(Records excerpted from a collection)
-- Opening Marker --
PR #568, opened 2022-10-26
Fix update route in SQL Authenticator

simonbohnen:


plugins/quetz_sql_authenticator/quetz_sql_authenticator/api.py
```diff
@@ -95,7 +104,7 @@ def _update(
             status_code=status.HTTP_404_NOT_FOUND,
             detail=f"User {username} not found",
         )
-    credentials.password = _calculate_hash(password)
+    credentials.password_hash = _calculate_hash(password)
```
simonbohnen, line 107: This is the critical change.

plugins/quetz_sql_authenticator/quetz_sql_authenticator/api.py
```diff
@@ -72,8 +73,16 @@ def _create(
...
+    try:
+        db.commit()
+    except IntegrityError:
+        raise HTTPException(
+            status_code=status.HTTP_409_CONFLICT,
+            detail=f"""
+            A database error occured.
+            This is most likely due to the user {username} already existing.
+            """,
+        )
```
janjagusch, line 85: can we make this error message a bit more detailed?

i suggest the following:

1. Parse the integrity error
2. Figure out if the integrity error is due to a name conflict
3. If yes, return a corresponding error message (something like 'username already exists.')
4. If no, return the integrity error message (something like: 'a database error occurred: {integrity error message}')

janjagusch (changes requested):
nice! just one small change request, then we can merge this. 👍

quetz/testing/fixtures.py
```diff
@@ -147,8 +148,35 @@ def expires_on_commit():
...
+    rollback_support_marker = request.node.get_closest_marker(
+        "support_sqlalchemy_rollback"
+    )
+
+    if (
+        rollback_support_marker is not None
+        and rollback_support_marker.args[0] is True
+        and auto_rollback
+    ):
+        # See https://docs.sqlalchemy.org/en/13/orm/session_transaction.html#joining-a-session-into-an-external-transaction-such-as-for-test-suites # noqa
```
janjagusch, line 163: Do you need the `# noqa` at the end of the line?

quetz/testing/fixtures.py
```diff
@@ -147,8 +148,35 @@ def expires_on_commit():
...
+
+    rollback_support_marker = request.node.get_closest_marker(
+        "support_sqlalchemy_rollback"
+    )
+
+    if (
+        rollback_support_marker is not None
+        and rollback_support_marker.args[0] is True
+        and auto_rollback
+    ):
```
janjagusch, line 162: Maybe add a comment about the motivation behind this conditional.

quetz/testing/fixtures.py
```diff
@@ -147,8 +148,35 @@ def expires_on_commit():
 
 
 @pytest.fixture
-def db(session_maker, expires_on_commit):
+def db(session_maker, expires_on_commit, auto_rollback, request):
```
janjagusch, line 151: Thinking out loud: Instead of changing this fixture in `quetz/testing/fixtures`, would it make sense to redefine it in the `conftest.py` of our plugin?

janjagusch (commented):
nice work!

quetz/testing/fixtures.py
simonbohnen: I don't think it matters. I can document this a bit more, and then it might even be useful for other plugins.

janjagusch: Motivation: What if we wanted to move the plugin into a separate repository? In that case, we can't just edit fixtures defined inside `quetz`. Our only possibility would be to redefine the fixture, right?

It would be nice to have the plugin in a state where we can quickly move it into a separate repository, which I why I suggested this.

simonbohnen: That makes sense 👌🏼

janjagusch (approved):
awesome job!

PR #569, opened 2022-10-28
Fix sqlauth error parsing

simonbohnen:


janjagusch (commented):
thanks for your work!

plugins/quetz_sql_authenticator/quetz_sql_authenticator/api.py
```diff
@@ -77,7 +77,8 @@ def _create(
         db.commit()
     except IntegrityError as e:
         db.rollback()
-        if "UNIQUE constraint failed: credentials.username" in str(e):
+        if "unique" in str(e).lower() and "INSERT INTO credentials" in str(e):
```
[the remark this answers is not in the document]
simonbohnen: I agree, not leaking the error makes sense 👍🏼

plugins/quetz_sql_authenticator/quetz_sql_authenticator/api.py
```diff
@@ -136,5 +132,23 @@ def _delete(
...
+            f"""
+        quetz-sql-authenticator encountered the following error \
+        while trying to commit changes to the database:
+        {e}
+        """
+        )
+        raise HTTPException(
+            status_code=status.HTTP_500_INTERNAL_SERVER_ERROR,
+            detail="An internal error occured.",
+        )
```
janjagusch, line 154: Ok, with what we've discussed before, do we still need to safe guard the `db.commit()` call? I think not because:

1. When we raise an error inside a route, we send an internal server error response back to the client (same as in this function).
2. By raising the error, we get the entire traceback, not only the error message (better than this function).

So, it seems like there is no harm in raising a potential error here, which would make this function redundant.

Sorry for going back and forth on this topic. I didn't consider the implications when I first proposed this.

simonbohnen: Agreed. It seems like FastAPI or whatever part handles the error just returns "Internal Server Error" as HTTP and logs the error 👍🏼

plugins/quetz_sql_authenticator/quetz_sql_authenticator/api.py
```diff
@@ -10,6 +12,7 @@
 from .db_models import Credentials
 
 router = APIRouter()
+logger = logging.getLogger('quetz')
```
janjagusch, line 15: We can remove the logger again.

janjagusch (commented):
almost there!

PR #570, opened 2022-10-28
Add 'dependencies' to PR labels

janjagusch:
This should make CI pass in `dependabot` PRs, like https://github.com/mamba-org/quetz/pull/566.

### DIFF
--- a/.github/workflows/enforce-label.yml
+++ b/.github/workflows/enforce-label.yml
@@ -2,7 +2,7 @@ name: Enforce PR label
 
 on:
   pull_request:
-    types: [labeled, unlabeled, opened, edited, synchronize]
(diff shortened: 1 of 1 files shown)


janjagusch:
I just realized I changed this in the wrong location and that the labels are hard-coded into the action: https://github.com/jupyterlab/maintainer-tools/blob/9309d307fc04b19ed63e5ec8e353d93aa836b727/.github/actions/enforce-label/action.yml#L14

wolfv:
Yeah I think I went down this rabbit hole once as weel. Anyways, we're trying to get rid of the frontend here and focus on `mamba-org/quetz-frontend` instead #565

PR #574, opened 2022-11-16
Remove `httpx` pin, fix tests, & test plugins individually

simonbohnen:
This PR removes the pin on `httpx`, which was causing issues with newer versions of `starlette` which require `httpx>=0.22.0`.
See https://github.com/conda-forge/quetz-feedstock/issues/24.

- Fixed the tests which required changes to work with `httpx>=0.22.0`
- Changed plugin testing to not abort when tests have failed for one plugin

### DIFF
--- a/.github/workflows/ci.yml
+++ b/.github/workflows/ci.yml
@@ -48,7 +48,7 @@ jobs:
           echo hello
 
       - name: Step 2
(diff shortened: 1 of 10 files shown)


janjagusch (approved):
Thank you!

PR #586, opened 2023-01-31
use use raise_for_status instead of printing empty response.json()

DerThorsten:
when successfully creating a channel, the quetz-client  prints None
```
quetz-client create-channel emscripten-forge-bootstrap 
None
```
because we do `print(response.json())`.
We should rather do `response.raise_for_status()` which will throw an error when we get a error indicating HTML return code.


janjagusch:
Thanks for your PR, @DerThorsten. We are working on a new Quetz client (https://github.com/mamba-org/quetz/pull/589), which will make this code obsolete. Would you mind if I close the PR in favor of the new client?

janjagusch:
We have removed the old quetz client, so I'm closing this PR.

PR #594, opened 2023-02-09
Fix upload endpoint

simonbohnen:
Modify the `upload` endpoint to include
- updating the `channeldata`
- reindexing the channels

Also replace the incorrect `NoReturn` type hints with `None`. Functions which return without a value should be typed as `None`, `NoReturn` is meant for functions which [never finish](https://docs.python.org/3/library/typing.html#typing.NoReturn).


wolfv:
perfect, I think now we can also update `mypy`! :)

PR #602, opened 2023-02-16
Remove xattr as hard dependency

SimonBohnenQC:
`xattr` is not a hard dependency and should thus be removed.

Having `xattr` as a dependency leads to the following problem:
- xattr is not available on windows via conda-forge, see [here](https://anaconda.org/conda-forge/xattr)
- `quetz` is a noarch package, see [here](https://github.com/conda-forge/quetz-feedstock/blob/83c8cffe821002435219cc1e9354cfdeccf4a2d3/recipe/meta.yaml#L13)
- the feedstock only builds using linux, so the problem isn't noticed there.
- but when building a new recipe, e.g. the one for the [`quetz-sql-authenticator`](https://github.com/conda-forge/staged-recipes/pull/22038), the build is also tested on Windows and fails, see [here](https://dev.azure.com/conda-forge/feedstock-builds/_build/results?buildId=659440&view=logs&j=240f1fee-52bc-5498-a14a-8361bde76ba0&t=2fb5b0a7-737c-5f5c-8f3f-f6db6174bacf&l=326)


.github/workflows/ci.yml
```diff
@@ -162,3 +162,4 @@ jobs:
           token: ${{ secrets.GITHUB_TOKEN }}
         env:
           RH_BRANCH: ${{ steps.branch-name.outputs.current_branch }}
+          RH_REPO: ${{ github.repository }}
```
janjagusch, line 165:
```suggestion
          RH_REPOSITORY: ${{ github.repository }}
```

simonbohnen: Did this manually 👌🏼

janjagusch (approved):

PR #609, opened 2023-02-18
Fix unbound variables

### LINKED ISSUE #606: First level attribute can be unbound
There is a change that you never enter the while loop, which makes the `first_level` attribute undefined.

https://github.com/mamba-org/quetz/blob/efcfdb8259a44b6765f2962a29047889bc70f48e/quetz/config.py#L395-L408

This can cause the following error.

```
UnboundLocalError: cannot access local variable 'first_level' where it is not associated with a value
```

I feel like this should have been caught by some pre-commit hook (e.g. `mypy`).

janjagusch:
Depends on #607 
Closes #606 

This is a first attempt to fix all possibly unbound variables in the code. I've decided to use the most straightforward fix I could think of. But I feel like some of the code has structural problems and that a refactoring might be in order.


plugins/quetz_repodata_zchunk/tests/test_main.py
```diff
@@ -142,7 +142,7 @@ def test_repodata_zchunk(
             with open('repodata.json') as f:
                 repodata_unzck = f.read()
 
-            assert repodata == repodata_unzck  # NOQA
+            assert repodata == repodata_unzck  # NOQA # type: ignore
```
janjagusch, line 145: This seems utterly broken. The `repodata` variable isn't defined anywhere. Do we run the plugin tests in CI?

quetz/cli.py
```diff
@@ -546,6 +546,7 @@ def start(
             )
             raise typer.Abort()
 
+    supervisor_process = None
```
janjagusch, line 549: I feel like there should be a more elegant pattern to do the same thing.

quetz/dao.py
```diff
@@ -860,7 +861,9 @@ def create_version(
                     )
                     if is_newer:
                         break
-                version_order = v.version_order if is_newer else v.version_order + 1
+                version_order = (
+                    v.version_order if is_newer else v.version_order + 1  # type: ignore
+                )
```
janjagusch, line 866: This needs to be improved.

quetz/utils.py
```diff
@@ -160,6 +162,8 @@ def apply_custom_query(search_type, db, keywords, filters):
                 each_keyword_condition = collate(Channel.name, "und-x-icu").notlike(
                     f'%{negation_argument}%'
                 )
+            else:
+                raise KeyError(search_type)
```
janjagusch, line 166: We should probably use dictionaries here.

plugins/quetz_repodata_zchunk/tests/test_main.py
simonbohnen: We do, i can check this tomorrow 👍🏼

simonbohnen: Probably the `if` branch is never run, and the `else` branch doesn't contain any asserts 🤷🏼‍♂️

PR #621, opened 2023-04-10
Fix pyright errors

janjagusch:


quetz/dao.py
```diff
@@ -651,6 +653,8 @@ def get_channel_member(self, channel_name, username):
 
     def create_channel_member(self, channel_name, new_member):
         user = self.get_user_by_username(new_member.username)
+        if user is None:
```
-- Closing Marker --
**How to complete this task:**
What is the number of lines in the data above that contain the word "might"? Report the figure only.

**Task output:**
2